Topic URLhttps://www.businessownersideacafe.com/forums/dcboard.php?az=show_topic&forum=103&topic_id=1714
1714, Best way to partner with someone who currently owns 100% of his corp?
Posted by AmAruX, Fri Sep-28-07 07:23 AM
Hello world, sorry for the lengthy post, but thanks in advance for your consideration! Back in early 2001 I decided to become a freelance technical consultant. I hooked up with a gentleman who started out on his own in 1989 and, as of the time I started working with him, he was incorporated with four employees. Today, we have a larger office with about 10 employees and 3 consultants, and are looking at a second space and hiring at least 3 more staff in the next six months.

After working together for about six months, he asked me if I would partner with him to expand the company. I liked the idea, but suggested we wait for a year to make sure we still agreed about partnering. Well, about four years passed and we still never finalized anything on paper, although we did agree verbally to some basic ideas. In 2005, I formally joined the company as an employee with title of Vice-President, but with the understanding that I was his "partner" in the company.

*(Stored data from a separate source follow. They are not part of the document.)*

PR #332, opened 2022-09-16
Apply black autoformatter to code base

jogo:
https://black.readthedocs.io/en/stable/index.html

Black is quickly becoming the standard python formatter, which makes it easier to write uniformly formatted code without having to manually fix lots of issues by hand.


tox.ini
```diff
@@ -18,6 +18,7 @@ commands =
 sitepackages = False
 commands =
   flake8 {posargs}
+  black --check {posargs} .
```
mtreinish, line 22: Can you add a `black` job here too so people can just run `tox -eblack` and get it to take care of auto formatting. Something like:
```ini
[testenv:black]
envdir = .tox/pep8
commands = black {posargs} stestr tools docs setup.py
```

tox.ini
```diff
@@ -18,6 +18,7 @@ commands =
...
```
mtreinish, line 21: I would change this to be:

He is currently the sole owner of all company stock. To complicate matters, his wife is our finance person, and recently assumed a title of VP of Finance.

Very soon, we need to formalize the details of our "partnership" taking into account some of those variables I mentioned above. Some of the scenarios we already discussed are:

1. I buy shares from him. Pro: This would be fairly straightforward and would correspond to my "ownership" % Con: Out of pocket expense for me; how do we value the stock?; the Corp pays taxes on the stock sale.

2. He issues/gives shares to me. Pro: No out of pocket expense on either side. Fairly straightforward. Con: Do I have to pay tax on the stock received? How do we agree on what percent of stock is transferred and in exchange for what (e.g. skill-set, management expertise, business development, etc.)?

3. An idea his tax planner gave us is that we could draw up a straight agreement where "only upon sale" of the company would I be entitled to x% of the selling price. Pro: No out of pocket expense except taxes on profit if we ever sell; roughly achieves the same goal as options 1 and 2; Con: I may have no formal stake in the company or listing as an officer; how does this work if he dies and remaining shares are inherited by his wife?

I'm wondering if anyone out there has been in a similar situation or has ideas about what methods (those above or others you know of) that might work best given the situation described above. I don't want to procrastinate any longer, and I'm concerned that, given his marriage to our Finance VP, along with some important new hires, that my role could become obscured as well as questions related to inheritance and succession planning. This is important since we both have young children, but he is 15 years older than me although his wife is about my age.